Looking down the spine of High Rock toward the south at other peaks in the Sawtooth Range of the Gifford Pinchot National Forest on a cloudy day. An amazing view of Mt. Rainier can be earned from this former Fire Lookout site on a clear day.
Sometimes we look for special places and come up a little short. After hearing about Granite Lake and several others just south of the beauty and crowds at Mt. Rainier National Park, it looked intriguing enough to investigate as a potential backpack later in the summer.
Granite Lake not only met expectations, it exceeded them.
The lake is located just two miles from a trailhead off of the 5210 road in the Gifford Pinchot National Forest near Ashford. To reach it, turn onto to FS 52 (Skate Creek Road) from Ashford. A little under two miles past Big Creek Campground, turn right onto FS 5210. Just short of a mile, veer right onto a well traveled, but unsigned road. Follow this road until there is a large pullout on the left (about seven miles). The road is washed out and there is ongoing repair just a few hundred feet short of the trailhead. Trucks with high clearance can reach the trailhead, but the sedan we were using was parked about 100 meters short of the trailhead.

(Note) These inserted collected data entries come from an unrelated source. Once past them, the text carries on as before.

PR #522, opened 2025-09-18
Update colors for Sierra rebrand

### LINKED ISSUE #520: Update Sierra colors
Sierra Avalanche's color palette is attached, along with a mockup of the header. Let's plug these colors in and see how they look. 

Here are a few requested color changes SAC would like to see based on the mockup:

Header + Footer Background: Oxford (#0A2238)
Breadcrumbs Background: Alice Blue (#E2ECF2)
Button + Accent Color: Sky Blue (#1480B8)

Image
Image

rchlfryn:
### Description
Update colors for Sierra rebrand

The first quarter to half mile on the Tilly Creek Trail (Trail #251) is a gentle walk in the woods until Pothole Lake which is an adorable little body of water itself. The path rounds Pothole and starts to climb the ridge behind it. After crossing a creek under a modest set of falls, the trail continues switchbacking until reaching Bertha Mae Lake. Climbing this ridge is an economic payment for the scenery, beauty and opportunity just ahead.
At Bertha Mae, there is a tempting campsite available on the northwest side of the lake, but be brave and continue the 3/4 mile further to Granite Lake. There are two great campsites on the far side of the lake and a little spur trail that leads to a tremendous view of Mt. Rainier. The lake is pure, deep and surrounded by some of the high peaks of the Sawtooth Range.
The area is not within a designated wilderness area, but clearly, lack of access has allowed the area to be nearly untouched by humans.
One family had made their way to camp at Granite Lake from Port Orchard. When asked how they found out about the secretive location they responded by explaining their annual routine included coming with another family from Lakewood who knew about the lake until they started coming by themselves.
Just a few miles away by trail and many more by road is High Rock. With an elevation of 5,685 feet, the point was once prominent enough to build a fire lookout upon it. Using a 1.3 mile trail from FS 8440 road allows a visitor to climb 1,300 feet to the point which stands on the edge of a precipice with tremendous views of Mt. Rainier and the Nisqually Valley.
Unlike the remote lakes, High Rock sees many hikers, sometimes hundreds a day. On Friday, several family groups arrived during our lunchtime visit.
Anyone trying to find these locations are going have to have a lot of faith. Poor signage (probably due to theft or vandalism) makes the search for these special places a real adventure. Once the trailhead is found, however, the real enjoyment can begin!
High cliffs tower above Granite Lake in the Sawtooth Range between Randle and Ashford in Eastern Lewis County.